What is at stake with Bonhoeffer’s firmer (more Lutheran) insistence on the conflicted and fallen situation of humanity? Specifically, what is entailed in his claim that we are all ‘living towards death’ as ‘those already dead’?  This account of the human being as between God’s prohibition and the serpent’s promise indicates Bonhoeffer’s different understanding of the problem of life and finitude. For Bonhoeffer, the problem is not so much that we have forgotten that our allotted time is a gift that directs to God and one another (as for Barth). Rather, after the fall we have become imprisoned by life itself; we experience our very living and having to live as a curse and a burden.

This difference has also implications at the level of Christology. If Barth understands God’s entry into finite time, in Christ, as affirming or taking on an allotted lifespan, Bonhoeffer instead emphasizes God’s presence in Christ in the midst of humanity’s conflicted, living death. For Bonhoeffer, Christ’s action on the cross enters and discloses the contradiction of a humanity having to live as those who are already dead: With Christ’s death, ‘the trunk of the cross becomes the wood of life [zum Holze des Lebens], and now in the midst of the world, on the accursed ground itself, life is raised up anew…’

So finally, what do Barth and Bonhoeffer each have to offer with respect to a Christian response to life extension technologies? On the one hand, Barth’s theology provides firm grounds for attending to and embracing our allotted timespans, that is, as integral to how God has created and determined us for dependent relationships. Following Barth, that we are born, grow old, and die is at least ultimately a sign of God’s grace. In Christ, we recognise that our finitude directs us to what we properly are. In terms of recent technologies, Barth’s theology thus provides grounds for rejecting, or at least not so actively pursuing, attempts to radically extend the human lifespan. Such attempts are misguided in that they simply misunderstand what time and finitude as such are.

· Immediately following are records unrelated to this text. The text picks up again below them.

Issue #18132, opened 2021-02-23
Update in-app Icons


amedyne:
Update in-app Icons
(Place holder story for updating In-app Icons.)

RiyaJ2311:
Hello!
I'm Riya, an Outreachy applicant.
I'm interested in this issue and would love to be assigned to it.
@amedyne how can I contribute?

amedyne:
> Hello!
> I'm Riya, an Outreachy applicant.
> I'm interested in this issue and would love to be assigned to it.
> @amedyne how can I contribute?

Hi @RiyaJ2311 ! Thank you for your interest! We are waiting for the icons to be ready, I will let you know once they are. For the mean time, you can start here: https://github.com/mozilla-mobile/shared-docs/blob/master/android/CONTRIBUTING.md

RiyaJ2311:
> Hi @RiyaJ2311 ! Thank you for your interest! We are waiting for the icons to be ready, I will let you know once they are. For the mean time, you can start here: https://github.com/mozilla-mobile/shared-docs/blob/master/android/CONTRIBUTING.md

Thank you for sharing this with me, I went through this and looking forward to contributing to the org.

Amejia481:
Below a set of tasks for this ticket:

- [ ] Create a feature (nightly or debug) flag for new look and feel, an example can be found [here](https://github.com/mozilla-mobile/fenix/commit/6dfd7ef757e6dd42f09e33b976bcd952e68dd3e4).
- [ ] Remove icons from the settings page, this should behind the previously created feature flag. To facilitate the task we could create a temporary [preferences.xml](https://github.com/mozilla-mobile/fenix/blob/master/app/src/main/res/xml/preferences.xml) file without the icons and switch to it when being in a build variant with the feature flag.
- [ ] Update the rest of the app with the new icon set, this should be also behind the same feature flag, it will allow us to update icons as we get them from the designers.

Amejia481:
👋🏽 
@RiyaJ2311 would you like to start working on this issue?, I added some task that can be started now without having the final icons https://github.com/mozilla-mobile/fenix/issues/18132#issuecomment-789966047

Amejia481:
@RiyaJ2311 I opened a [PR](https://github.com/mozilla-mobile/fenix/pull/18342) for addressing some of the tasks, please feel free to take some of the remaining ones if you like :)

Imerion:
[...]

PR #18342, opened 2021-03-05
For issue #18132 remove icons from settings page

Amejia481:
This PR removes the icons from the setting page and put it behind a feature flag only active in debug and nightly. Below a view of the end result.

https://user-images.githubusercontent.com/773158/110135493-969a5900-7d9c-11eb-830d-ebba5c2ad3bd.mp4

### Pull Request checklist

1. click on Show All Checks,

### DIFF
--- a/app/src/main/java/org/mozilla/fenix/settings/SettingsFragment.kt
+++ b/app/src/main/java/org/mozilla/fenix/settings/SettingsFragment.kt
@@ -40,6 +40,7 @@ import org.mozilla.fenix.BrowserDirection
 import org.mozilla.fenix.Config
 import org.mozilla.fenix.HomeActivity
 import org.mozilla.fenix.R
+import org.mozilla.fenix.FeatureFlags
 import org.mozilla.fenix.components.metrics.Event
 import org.mozilla.fenix.ext.application
 import org.mozilla.fenix.ext.components
@@ -132,7 +133,12 @@ class SettingsFragment : PreferenceFragmentCompat() {
     }
 
     override fun onCreatePreferences(savedInstanceState: Bundle?, rootKey: String?) {
-        setPreferencesFromResource(R.xml.preferences, rootKey)
+        val preferencesId = if (FeatureFlags.newIconSet) {
+            R.xml.preferences_without_icons
+        } else {
+            R.xml.preferences
+        }
+        setPreferencesFromResource(preferencesId, rootKey)
         updateMakeDefaultBrowserPreference()
     }
 
@@ -368,8 +374,10 @@ class SettingsFragment : PreferenceFragmentCompat() {
         val preferenceOpenLinksInExternalApp =
             findPreference<Preference>(getPreferenceKey(R.string.pref_key_open_links_in_external_app))
 
-        preferencePrivateBrowsing.icon.mutate().apply {
-            setTint(requireContext().getColorFromAttr(R.attr.primaryText))
+        if (!FeatureFlags.newIconSet) {
+            preferencePrivateBrowsing.icon.mutate().apply {
+                setTint(requireContext().getColorFromAttr(R.attr.primaryText))
+            }
         }
 
         if (!Config.channel.isReleased) {
--- a/app/src/main/java/org/mozilla/fenix/FeatureFlags.kt
+++ b/app/src/main/java/org/mozilla/fenix/FeatureFlags.kt
@@ -43,4 +43,9 @@ object FeatureFlags {
      * Enables the tabs tray re-write with Synced Tabs.
      */
     val tabsTrayRewrite = Config.channel.isNightlyOrDebug
+
+    /**
+     * Enables the updated icon set look and feel.
+     */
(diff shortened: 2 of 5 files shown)


app/src/main/java/org/mozilla/fenix/settings/SettingsFragment.kt
```diff
@@ -132,7 +133,12 @@ class SettingsFragment : PreferenceFragmentCompat() {
     }
 
     override fun onCreatePreferences(savedInstanceState: Bundle?, rootKey: String?) {
-        setPreferencesFromResource(R.xml.preferences, rootKey)
+        val preferencesId = if (FeatureFlags.newIconSet) {
+            R.xml.preferences_without_icons
```
eliserichards, line 137: Perfect! 👌

app/src/main/java/org/mozilla/fenix/settings/SettingsFragment.kt
```diff
@@ -368,8 +374,10 @@ class SettingsFragment : PreferenceFragmentCompat() {
         val preferenceOpenLinksInExternalApp =
             findPreference<Preference>(getPreferenceKey(R.string.pref_key_open_links_in_external_app))
 
-        preferencePrivateBrowsing.icon.mutate().apply {
-            setTint(requireContext().getColorFromAttr(R.attr.primaryText))
+        if (!FeatureFlags.newIconSet) {
+            preferencePrivateBrowsing.icon.mutate().apply {
+                setTint(requireContext().getColorFromAttr(R.attr.primaryText))
+            }
```
eliserichards, line 380: Why do we need to use `.mutate().apply` instead of just `.apply`?

Amejia481: I'm not really sure, I didn't added initially I just moved the line XD, I will investigated :)

Amejia481: Thanks @cadeyrn  for the clarification :)

NotWoods: Yup, otherwise any changes will affect other instances of the drawable

Amejia481: Thanks 👋🏽

eliserichards (approved):
💯

app/src/main/java/org/mozilla/fenix/settings/SettingsFragment.kt
NotWoods: Miss y'all too!

cadeyrn:
If you remove all the icons from the settings page should the reserved icon space not be removed as well? It looks really odd with no icons but such a large gap. For reference: Neither in Chrome nor in the Samsung browser there is such a large gap.

brampitoyo (approved):
For an initial removal, this looks good!

Our next (and final) step for Settings is to reduce the left-side margin/padding to be equal to the right-side, so that there’s no ‘missing’ empty space between the eliminated icon and the text.

I’m aware that it will cause some layout inconsistencies, especially when a menu item without an icon appears alongside a menu item with radio button on the left. That’s perfectly OK.

We can do this change if it’s easy, or file a follow-up issue if you’d like me to review all Settings page.

Amejia481:
@brampitoyo thanks for taking a look I will try to do it in this PR but if it requires a lot of time I will address it on follow-up

Amejia481:
@brampitoyo  I updated the PR removing the left-side margin/padding. I think we will need to rethink all the different states of the sync item like not logged in, logged in, error etc.
  
https://user-images.githubusercontent.com/773158/110876418-74756f00-82a5-11eb-8dbb-49a2b0a1f7c8.mp4

brampitoyo (approved):
@Amejia481 The removal of icons from Settings root page looks good to me, as it now aligns with desktop and iOS.

Have margins on other Settings sub-pages been tweaked, as well? We can do that in another issue.

Amejia481:
> @Amejia481 The removal of icons from Settings root page looks good to me, as it now aligns with desktop and iOS.
> 
> Have margins on other Settings sub-pages been tweaked, as well? We can do that in another issue.

Thanks for the reviews.
No it hasn't been done, I will address it on another issue :)

Imerion:
I must ask here as well, how come the icons in the options menu are to be removed? They help with finding the right option quickly, look good, makes it easier to keep track of movement when scrolling and gives the menu a professional and polished look. As far as I can see they are also still in the desktop version when going into Settings, and look good there as well. (Though I really with they were colorful and not flat.)

Amejia481:
@brampitoyo could help to clarify your doubts.

MPeti1:
I also don't think it's a good idea to remove the icons. I mean, remove it just because they will soon get removed from the desktop version of Firefox too? That redesign is a huge mistake on it's own, please don't follow them here :(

If similar to Barth in many respects, I have suggested Bonhoeffer gives more emphasis to the situation of human beings as fallen creatures. He more closely connects life and death to our postlapsarian situation. The fall means that death has entered into life; life and its limits can only be understood as between God’s prohibition and the serpent’s promise. After the fall, life and death both stand against us in ways that leave us in an impossible and irresolvable conflict.

In terms of life extension technologies, it is thus less clear that Bonhoeffer provides resources for resistance. Or at least he is less hopeful that we are can embrace our finitude as a sign of God’s grace. At the same time, Bonhoeffer provides a diagnosis of the conflict underlying any pursuit of more life: ‘It is … essentially a desperate, an unquenchable, thirst…. a thirst for death; the more passionately Adam seeks life, the more he is ensnared by death.’ Yet for Bonhoeffer, even in the midst of this contradiction and our futile pursuit, Christ as the crucified one is present and at work.